The growth in choice for consumers means investments are ever more under scrutiny and it's harder to know what success means - is it a show that drives real fandom and engagement on social, or one that has reached the most viewers. Therefore we must carefully consider, now more than ever, how our programmes will appeal to people after broadcast in the different ways people are watching and what will make our shows stand out amongst all the choice that is available in audiences TV worlds. People will always want to be entertained by great TV content, but the way they do that now, versus 10 years ago is significantly different, and we have to respond to that change within a creative environment.

What's your most memorable work moment/memory?

One of the most memorable work moments for me came quite early on in my career. I worked on the last series of Big Brother for Channel 4 which was an incredible experience. At the wrap party former celebrity housemate Coolio performed his hit song Gangsta's Paradise and I got up on stage to perform it with him. I'll never forget the look on his face when he realised that I knew every word and that I could rap...badly! Great night and great end to a fabulous series.

What are you watching on TV at the moment?

I've had a busy couple of months working on a brand new show for ITV and so I've been catching up on a lot of TV. The highlights have been: Fleabag, Narcos, How To Get Away With Murder, Empire and Black Mirror - seriously the episode called San Junipero is a must watch! Up next I think I'll give Westworld a try. My friends have been banging on about it all week!

Who or what would you put into room 101?

Ooh lots of things.

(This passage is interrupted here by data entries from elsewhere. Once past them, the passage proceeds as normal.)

PR #1132, opened 2021-11-11
Fix flaky MapLockTest

srknzl:
The test fails when the key is tried to be generated before the second partition event including both members comes. Also fails on master on my local

fail:
https://github.com/hazelcast/hazelcast-nodejs-client/runs/4178339025?check_suite_focus=true

### DIFF
--- a/test/integration/backward_compatible/parallel/map/MapLockTest.js
+++ b/test/integration/backward_compatible/parallel/map/MapLockTest.js
@@ -27,10 +27,11 @@ const TestUtil = require('../../../../TestUtil');
 describe('MapLockTest', function () {
     const INVOCATION_TIMEOUT_FOR_TWO = 1000;
     const testFactory = new TestUtil.TestFactory();
+    const DEFAULT_PARTITION_COUNT = 271;
 
-    async function generateKeyOwnedBy(client, member) {
+    function generateKeyOwnedBy(client, member) {
         const partitionService = client.getPartitionService();
-        const MAX_ATTEMPTS = 20;
+        const MAX_ATTEMPTS = 10000;
         let attempt = 0;
         while (attempt++ < MAX_ATTEMPTS) {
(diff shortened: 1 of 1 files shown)


test/integration/backward_compatible/parallel/map/MapLockTest.js
```diff
@@ -19,6 +19,7 @@ const { expect } = require('chai');
 
 const RC = require('../../../RC');
 const TestUtil = require('../../../../TestUtil');
+const { promiseWaitMilliseconds } = require('../../../../TestUtil');
```
srknzl, line 22: Ah I can use TestUtil directly let me fix that

test/integration/backward_compatible/parallel/map/MapLockTest.js
```diff
@@ -85,7 +86,10 @@ describe('MapLockTest', function () {
             }, [member, m]);
         }).then((c) => {
             clientTwo = c;
-            key = generateKeyOwnedBy(client, keyOwner);
+        }).then(() => {
+            return generateKeyOwnedBy(client, keyOwner);
```
mdumandag, line 90: What about, instead of this, you write a new method, waitForNewPartitionTable, where in the method body, you loop from 0 to partition count, and check the owner of the partition, if it is equal to second member's uuid, return, if not wait a bit and try again (or, directly use assertTrueEventually).

My worry with the current implementation is that, we might be unlucky and 20 attempts might not be enough to generate a key owned by a second member

srknzl: ah ok I forgot the randomness here. sure.

srknzl: done

mdumandag (approved):

srknzl:
link checking fails but link is not broken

I think my top two at the moment are: People who snort phlegm in the back of their throats and then spit onto the street -it's so gross! Why would you do that?! More importantly, why should I hear you do that?! Secondly it'd have to be the gusset of tights, they look so unattractive and mine always seem to rip. Even the word 'gusset' is repulsive!

Who or what makes you LOL given your amazing comedy background?

I am one of those people that seems to laugh at most things so I love the intimacy of being at a stand-up gig or watching a well-crafted sit-com. However I think I laugh most at things that aren't supposed to be funny, so watching Songs Of Praise on a Sunday with my mum for example is always has me in stitches. Another classic example of vintage hilarity is that clip of Guy Goma (that man who came to the BBC for an admin role but was mistakenly interviewed as an expert live on air). His face in that video STILL makes me laugh today.

What's the best advice you have ever been given?

Take your work seriously, but not yourself. I can't quite remember who gave me this advice but it really enables me to strike the right balance at work because I always try to find the funny side to everything. To be fair, anyone who knows me, knows that I have a big laugh and I'm not afraid to use it. If I can't laugh at work a couple of times a day given the nature of my job, then something isn't right.

Carol is a Comedy Entertainment and panel show Producer who has worked on popular innovative content, formats and platforms. She has produced the first series of Bring the Noise (Sky 1), Never Mind The Buzzcocks (BBC2), Duck Quacks Don't Echo (Sky 1), Friday Download (CBBC), The Fox Problem (Telegraph Hill, YouTube) and Channel 4 favourite 8 out of 10 Cats Does Countdown. As an Assistant Producer she has worked on a range of comedy and entertainment from Britain's Got Talent (ITV), Ant and Dec's Push the Button (ITV), and The Rob Brydon Show (BBC2).